Benchmarking performance of an automatic polysomnography scoring system in a population with suspected sleep disorders

Front Neurol. 2023 Feb 17:14:1123935. doi: 10.3389/fneur.2023.1123935. eCollection 2023.


Aim: The current gold standard for measuring sleep disorders is polysomnography (PSG), which is manually scored by a sleep technologist. Scoring a PSG is time-consuming and tedious, with substantial inter-rater variability. A deep-learning-based sleep analysis software module can perform autoscoring of PSG. The primary objective of the study is to validate the accuracy and reliability of the autoscoring software. The secondary objective is to measure workflow improvements in terms of time and cost via a time motion study.

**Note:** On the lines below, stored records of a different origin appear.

Issue #1849, opened 2023-05-23
Give an error message if function parameter is declared twice


certik:
This should give an error message that `m` is declared twice:
```python
def init_X(m:i32, n: i32, b: CPtr, m: i32) -> None:
    B: Pointer[i16[m*n]] = c_p_pointer(b, i16[m*n])
    i: i32
    j: i32
    for i in range(m):
        for j in range(n):
            B[i * n + j] = i16((i + j) % m)
```

Clang gives the following error message on the generated code:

Methodology: The performance of an automatic PSG scoring software was benchmarked against the performance of two independent sleep technologists on PSG data collected from patients with suspected sleep disorders. The technologists at the hospital clinic and a third-party scoring company scored the PSG records independently. The scores were then compared between the technologists and the automatic scoring system. An observational study was also performed where the time taken for sleep technologists at the hospital clinic to manually score PSGs was tracked, along with the time taken by the automatic scoring software to assess for potential time savings.

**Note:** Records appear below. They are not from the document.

PR #1861, opened 2023-05-26
@ccallable: Emit a header file with given name

### LINKED ISSUE #1797: @ccallable: emit a header file
This feature is the opposite of https://github.com/lcompilers/lpython/issues/1613. When creating some function that is exposed to C, such as:
```python
@ccallable(header="some_header.h")
def f(x: i32) -> f64:
    "Some documentation."
    return x + 1
```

Results: Pearson's correlation between the manually scored apnea-hypopnea index (AHI) and the automatically scored AHI was 0.962, demonstrating a near-perfect agreement. The autoscoring system demonstrated similar results in sleep staging. The agreement between automatic staging and manual scoring was higher in terms of accuracy and Cohen's kappa than the agreement between experts. The autoscoring system took an average of 42.7 s to score each record compared with 4,243 s for manual scoring. Following a manual review of the auto scores, an average time savings of 38.6 min per PSG was observed, amounting to 0.25 full-time equivalent (FTE) savings per year.

Conclusion: The findings indicate a potential for a reduction in the burden of manual scoring of PSGs by sleep technologists and may be of operational significance for sleep laboratories in the healthcare setting.

Keywords: AI sleep scoring; automatic sleep scoring; machine learning; sleep staging; sleep-disordered breathing.

Grants and funding

This study was supported by the Enterprise Development Grant (EDG) from Enterprise Singapore (grant application number 19123NLS).